Try it! After you'll be on a site that is just generated content, click backwards in the browser and remove the site from all your future kagi results. That's how search should work (and it should _not_ provide you a top 30 of random AI content).
To me Kagi is as much a life changer on the web as ad-blockers are:
Whenever I use a computer without them, I realize how poor the user experience is and how much time and energy is wasted just to filter noise from ads and poor content.
it seriously is. I have grown to resent advertising and mistrust sites that depend on advertising since "What is the ulterior motive here?" is a question that I have to ask myself.
Zero ads. User centric features being rolled out. Kagi has improved more in the last 6 months than google did in 10 years that I used the product.
The fact that people who are not affiliated with the company go out of their way to suggest people to use kagi and pay with their hard earned money is a testament to how much people enjoy and value the product.
I hope it never becomes possible to own Kagi stock.
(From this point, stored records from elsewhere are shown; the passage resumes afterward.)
PR #367, opened 2026-07-22
Stations need 10% hangar area for the Dedicated Carrier design note

### LINKED ISSUE #317: A platform with less than 10% modules dedicated to hangars is seen as a dedicated carrier
Image

I thought that the rule was that you needed more than 10% of the station/platform/ship dedicated to hangars to be considered a dedicated carrier. But in this case this station with 24 out of 356 slots dedicated to hangars is considered a dedicated carrier. Actually, even with a single hangar of 12 slots, it is considered a dedicated carrier. Are the rules different for a station or is there some relation to it being a research station?

Ludoal:
Fixes #317.

CheckDedicatedCarrier fired for ANY stationary design with any fighter
hangar (a 24-slot bay on a 356-slot station, or a single 12-slot
hangar). Stationary designs are now held to the same 10% hangar-area
threshold that ships need to classify as carriers. Informative-level
issue, display only.

### DIFF
--- a/Ship_Game/GameScreens/ShipDesign/ShipDesignIssues.cs
+++ b/Ship_Game/GameScreens/ShipDesign/ShipDesignIssues.cs
@@ -508,9 +508,12 @@ namespace Ship_Game.GameScreens.ShipDesign
         }
 
         public void CheckDedicatedCarrier(bool hasFighterHangars, RoleName role, 
-                                          int maxWeaponRange, float sensorRange, bool shortRange)
+                                          int maxWeaponRange, float sensorRange, bool shortRange,
+                                          float hangarAreaPercent = 1f)
         {
-            if (role != RoleName.carrier  && !Stationary || !hasFighterHangars)
+            // stationary designs were flagged 'Dedicated Carrier' from a single hangar bay;
+            // hold them to the same 10% hangar-area threshold ships need for the carrier role
+            if (role != RoleName.carrier && !(Stationary && hangarAreaPercent > 0.1f) || !hasFighterHangars)
                 return;
 
             bool minCarrier  = false;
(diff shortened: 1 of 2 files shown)


gkapulis (changes requested):
Right problem, right intent, and the issue's repro does get fixed — but the value being thresholded is not the one the description claims, and it will misfire on a different class of station.

## The guard change is correct

Worth confirming the diagnosis since the precedence is easy to misread. The original parses as `(role != carrier && !Stationary) || !hasFighterHangars`, i.e. show the note whenever `hasFighterHangars && (role == carrier || Stationary)`. So yes — **any** stationary design with **any** hangar was flagged. The new form gates the stationary arm behind the percentage, and the logic is sound.

## But it is measuring a different quantity

The description says stations are now "held to the same 10% hangar-area threshold that ships need to classify as carriers." They are not. The two values are unrelated:

| | expression | what it measures |
|---|---|---|
| Role classifier (`RoleData.cs:69`, via `SurfaceAreaPercentOf` at `:140-143`) | `Modules.SurfaceArea(m => Hangar && !IsSupplyBay && !IsTroopBay) / SurfaceArea` | the hangar modules' **footprint on the hull** — `ShipExtensions.SurfaceArea` sums `m.XSize * m.YSize` |
| This PR | `ds.TotalHangarArea / S.SurfaceArea` | sum of `MaximumHangarShipSize` — the largest **fighter each bay may launch** |

`MaximumHangarShipSize` is a `short` on `ShipModuleFlyweight` describing what a bay may *contain*; it is what `FighterScrollList` uses to decide which fighters fit. It says nothing about how much hull the module occupies, and a physically compact hangar can permit a large fighter.

**The filter differs as well.** The role rule explicitly excludes supply bays and troop bays, precisely so that a supply or troop platform does not read as a carrier. `TotalHangarArea` is `modules.Sum(m => m.MaximumHangarShipSize)` (`ShipDesignStats.cs:111`) with no filter at all. So a station packed with troop bays can clear the new 10% gate and still receive the Dedicated Carrier note — which is the original complaint in different clothing.

The issue's own repro passes because of scale rather than rule: a single 24-size hangar on a 356-surface station gives 0.067, comfortably under the line. That is luck, not the stated threshold.

## What I would like instead

Compute the same expression the classifier uses, so the note and the role agree by construction rather than by coincidence. Ideally by exposing `RoleData`'s check (or a shared constant) rather than duplicating the predicate and the literal — `0.1f` would otherwise gain a third home in the codebase and the two copies will drift.

## Two smaller things

- `hangarAreaPercent = 1f` has exactly one caller, and the default silently means "always passes" for any future one. Please make it required rather than defaulted.
- With the percentage folded in, the condition is getting hard to read at a glance. Splitting the stationary case onto its own line would help the next person who has to parse the `&&`/`||` precedence the way I just did.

They seem like a great company, I'd hate to see them become worthless chasing eternal growth because shareholders demand it.
I’ve been using Kagi for a while now. It’s worth a shot. I’ve been very happy with the quality of the results and I never find myself feeling like I should check google too.
> the presence of ads and tracking on a webpage is correlated really well with me never wanting to read its content
It's not just you.
If there are ads on a page, it means the advertisers own the author. He is not free to write what he wants, he is free to write only that which the almighty advertisers will tolerate being associated with. He will not write things which bite the hands that feed him.
I'm convinced writers like that will never write anything truly genuine. Chances are if you see ads anywhere you're reading self-serving generic clickbait content meant to attract attention and drive up ad impressions. It's not real, it's just "content", a generic square around which ads congregate like parasites.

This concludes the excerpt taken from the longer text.